Originally, I used a list of 64 calls to the operation function, 16 for each round. This gets tedious fairly quickly:

a = operation(a, b, c, d, 0, 7, 1, &x, &t, f);
d = operation(d, a, b, c, 1, 12, 2, &x, &t, f);
c = operation(c, d, a, b, 2, 17, 3, &x, &t, f);
...

One important insight is that each new operation is shifting ABCD to the right by one.

ABCD
DABC
CDAB
BCDA

I liked the a, b, c, d variable names for clarity, so couldn’t actually do bit shifting here, but we can represent the shifts via reassignments:

(a, b, c, d) = (d, a, b, c);

Then, we always put the result of our operation into a, but a is really aliased to be any one of a, b, c, or d.
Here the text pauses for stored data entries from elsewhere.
PR #305, opened 2023-05-23
Accelerate kernel files with Pyccel at installation

### LINKED ISSUE #287: pyccelization of api/ast/linalg_kernels
The function inside `api/ast/linalg_kernels` are pyccelized on the fly by `api/ast/linalg` inside the `class TransposeOperator`.
This creates a bug if the kernels are pyccelized by hand (the code then tries to pyccelize a already pyccelized function.
The on the fly code writing and compilation are also slower than pyccelizing the code by hand once and for all (around 10s lost per execution).

tomcaruso:
Create a `setup.py` which accelerates all the kernels modules using Pyccel during the classical installation of Psydac. Rename these files using the unique pattern `[module]_kernels.py`.

Remove classes `TransposeOperator` and `InterfaceTransposeOperator` from `ast/api/linalg.py`, and prefer using a transpose function which is accelerated at installation. This fixes #287.

Also, add a Python script which accelerates all the files in the cloned repository after an editable install:
```bash 
python3 /path/to/psydac/psydac_accelerate [--language LANGUAGE] [--openmp]
```
If no language is given, the files will be pyccelised in Fortran. (For now, we cannot pyccelise our kernels in C due to some Numpy function which cannot be not pyccelised). This script is only necessary (and useful) in editable mode, because after a classical installation the kernels are already pyccelised.

Further changes
----------------
- Fix problem on macOS with OpenMP: export the environment variable `OMP_NUM_THREADS` before running the unit tests, and do not change `os.environ['OMP_NUM_THREADS']` in the test modules.
- Remove useless instruction from `psydac/core/bsplines_kernels.py`, which caused a warning during pyccelization.
- Increase relative and absolute tolerances for floating point comparisons in tests.
- Collect all `linalg` kernel files in the new folder `psydac/linalg/kernels`.


psydac/cmd/accelerate.py
```diff
@@ -0,0 +1,10 @@
+def main( language='fortran'):
+    import os
+    psydac_path=os.path.dirname(os.path.abspath(__file__))
+    print(psydac_path)
+    os.system('pyccel ' + psydac_path + '/../linalg/kernels.py --language '+ language)
+    os.system('pyccel ' + psydac_path + '/../api/ast/linalg_kernels.py --language '+ language)
+    os.system('pyccel ' + psydac_path + '/../core/kernels.py --language '+ language)
+    os.system('pyccel ' + psydac_path + '/../core/bsplines_pyccel.py --language '+ language)
+    return
```
yguclu, line 9: Are you sure that the `language` parameter is read from the terminal?

tomcaruso: @yguclu I change the method by creating an environment variable named PYCCEL_LANGUAGE. The method `pyccel-accelerate` will read the variable and checked if it is a supported language. If the variable doesn't exist, it will pyccelise the files with fortran

setup.py
```diff
@@ -0,0 +1,76 @@
...
+        level=distutils.log.INFO)
+    subprocess.run(command2, check=True, shell=True)
+    self.announce(
+        'Running commands: %s' % str(command3),
+        level=distutils.log.INFO)
+    subprocess.run(command3, check=True, shell=True)
+    self.announce(
+        'Running commands: %s' % str(command4),
+        level=distutils.log.INFO)
+    subprocess.run(command4, check=True, shell=True)
```
tomcaruso, line 59: @yguclu This part of the code don't pass the codacy test. It's complaining about the parameters `shell=True` that could be really problematic. The problem is that to use pyccel, it seems that we need this variable. Do you have any idea on how to solve this ?

psydac/cmd/accelerate.py
tomcaruso: This issue is outdated

psydac/linalg/stencil.py
```diff
@@ -14,7 +14,8 @@
 from psydac.linalg.basic   import VectorSpace, Vector, LinearOperator
 from psydac.ddm.cart       import find_mpi_type, CartDecomposition, InterfaceCartDecomposition
 from psydac.ddm.utilities  import get_data_exchanger
-from .kernels              import *
+from .stencil2coo_kernels              import *
+from .transpose_kernels                import *
```
yguclu, line 18: Maybe we can import the functions one by one here?

psydac/linalg/stencil.py
```diff
@@ -1917,9 +1853,8 @@ def __init__( self, V, W, s_d, s_c, d_axis, c_axis, d_ext, c_ext, *, flip=None,
         self._args         = args.copy()
         self._func         = self._dot
 
-        self._transpose_args_null = self._prepare_transpose_args()
-        self._transpose_args      = self._transpose_args_null.copy()
-        self._transpose_func      = self._transpose
+        self._transpose_args= self._prepare_transpose_args()
+        self._transpose_func      = eval(f'interface_transpose_{self._ndim}d')
```
yguclu, line 1857: Please align the equal signs and remove the useless empty spaces.

psydac/linalg/stencil.py
```diff
@@ -1629,77 +1601,41 @@ def _prepare_transpose_args(self):
...
-        args['sk']      = tuple(sk)
-        args['sl']      = tuple(sl)
-        return args
+                 + (-(p % mj) if mi > mj else 0)\
+                 + (-p + mj * (p//mi) if mi < mj else 0)\
+                 + (-p + mj * (p//mi) if mi == mj else 0)\
+                 for mi, mj, n, p in zip(cm, dm, ndiagsT, pp)]
+
+        args = [*nrows, *ncols, *gpads, *pp, *dm, *cm, *ndiags, *ndiagsT, *si, *sk, *sl]
+        return np.int64(args)
```
yguclu, line 1628: Originally `args` was a dictionary, so one could pass it as `**args` without worrying about ordering the arguments. In the current solution `args` is a list, so the order of the arguments becomes very important. Are you sure that this is a robust choice?

psydac/linalg/tests/test_stencil_matrix.py
```diff
@@ -2001,193 +2001,6 @@ def test_stencil_matrix_2d_serial_backend_dot_3(dtype, n1, n2, p1, p2, s1, s2, P
...
-    else:
-        M1[0:n1, :] = np.random.random((n1, 2 * p1 - 1))
-        M2[0:n1 - 1, :] = np.random.random((n1 - 1, 2 * p1 - 1))
-    # If any dimension is not periodic, set corresponding periodic corners to zero
-    M1.remove_spurious_entries()
-    M2.remove_spurious_entries()
-
-    # Convert stencil objects to Numpy arrays
-    M1a = M1.toarray()
-    M2a = M2.toarray()
```
yguclu, line 2046: Does the `tosparse` method use an accelerated kernel?

psydac_accelerate.py
```diff
@@ -0,0 +1,52 @@
+
+import argparse
+import os
+from subprocess import run as sub_run
+import shutil
+
+# Add Argument --language at the command psydac-accelerate
+parser = argparse.ArgumentParser(
+    formatter_class=argparse.ArgumentDefaultsHelpFormatter,
+    description="Get language for the pyccelisation."
```
yguclu, line 10: This is the description of the command `psydac-accelerate`...

yguclu (changes requested):
Great job @tomcaruso! I have a few comments.

psydac/linalg/tests/test_stencil_matrix.py
```diff
@@ -2001,193 +2001,6 @@ def test_stencil_matrix_2d_serial_backend_dot_3(dtype, n1, n2, p1, p2, s1, s2, P
     assert np.allclose(y1a, y1a_exact, rtol=1e-13, atol=1e-13)
     assert np.allclose(y2a, y2a_exact, rtol=1e-13, atol=1e-13)
 
-# ===============================================================================
```
saidctb, line 2004: Why are these test cases deleted?

tomcaruso: Those tests try to do the transpose with different backend. But now the transpose function are stored in a kernel that should be pyccelised at the installation of psydac. So the `backend` passed to the `StencilMatrix`, will not change the transpose function. It is only defined during the initialization of the `StencilMatrix`. So those tests are useless

psydac_accelerate.py
tomcaruso: I have changed the comment + I add a small text to explain the goal of this file.
https://github.com/pyccel/psydac/pull/305/commits/dae1195ba40b3dc9757c340658811457ea7d5064

psydac_accelerate.py
```diff
@@ -0,0 +1,52 @@
...
+                    action='store',
+                    dest='language',
+                    help='Language used to pyccelise all the _kernels files'
+                    )
+
+parser.add_argument('--openmp',
+                    default=False,
+                    action='store_true',
+                    dest='openmp',
+                    help='Do we read the OpenMP instrucions'
```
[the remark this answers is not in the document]
tomcaruso: [bb927a5](https://github.com/pyccel/psydac/pull/305/commits/bb927a59eae6b9774bbe1a3c3cf2a01b5e55ddbb)

psydac/linalg/stencil.py
tomcaruso: [d81b27f](https://github.com/pyccel/psydac/pull/305/commits/d81b27f827b9ed72705d739d76ff1fa374119e2b)

psydac/linalg/tests/test_stencil_matrix.py
tomcaruso: Yes the `toarray` and the `tosparse` method both used the kernels `stencil2coo_{dim}d_{order}` EXCEPT in the case were we want to get the pads in parallel mode

saidctb (approved):

psydac_accelerate.py
yguclu: What I meant is that the string passed to the argument `description` is what gets printed when you ask for help on the command line. It should describe the script itself, something like `"Accelerate all computational kernels in Psydac using Pyccel (editable install only)"`.

yguclu (approved):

After noticing this, we can factor out only the parts that differ between rounds (the auxiliary functions) and the parts that differ between operations (the values for k, s, and i). Let’s make a data structure for that information.

struct Round {
    aux: fn(u32, u32, u32) -> u32,
    ksi: &'static [(usize, u32, usize); 16],
}

Our implementation becomes more data-oriented, listing out all the KSI numbers for each operation…

const ROUNDS: &[Round; 4] = &[
    Round {
        aux: aux_f,
        ksi: &[
            (0, 7, 1),
            (1, 12, 2),
            (2, 17, 3),
            (3, 22, 4),
            (4, 7, 5),
            ...

…and looping through that data to massively reduce the amount of boilerplate code.

// run all 4 rounds
for round in ROUNDS {
    // run all 16 operations for that round
    for &(k, s, i) in round.ksi {
        a = operation(a, b, c, d, k, s, i, &x, &t, round.aux);
        (a, b, c, d) = (d, a, b, c);
    }
}

3.4 Increment registers

Finally, we update the registers, which is fairly straightforward.

 /* Then perform the following additions. (That is increment each
   of the four registers by the value it had before this block
   was started.) */
A = A + AA
B = B + BB
C = C + CC
D = D + DD

a = a.wrapping_add(aa);
b = b.wrapping_add(bb);
c = c.wrapping_add(cc);
d = d.wrapping_add(dd);

3.5 Output

It’s time to return an actual result!

The message digest produced as output is A, B, C, D. That is, we begin with the low-order byte of A, and end with the high-order byte of D.

All that’s left to do is move the resulting values into the right places with a little byte manipulation.

let mut result = [0u8; 16];
for (i, word) in [a, b, c, d].iter().enumerate() {
    result[i * 4..(i + 1) * 4].copy_from_slice(&word.to_le_bytes());
}
result

Like the RFC says:

This completes the description of MD5.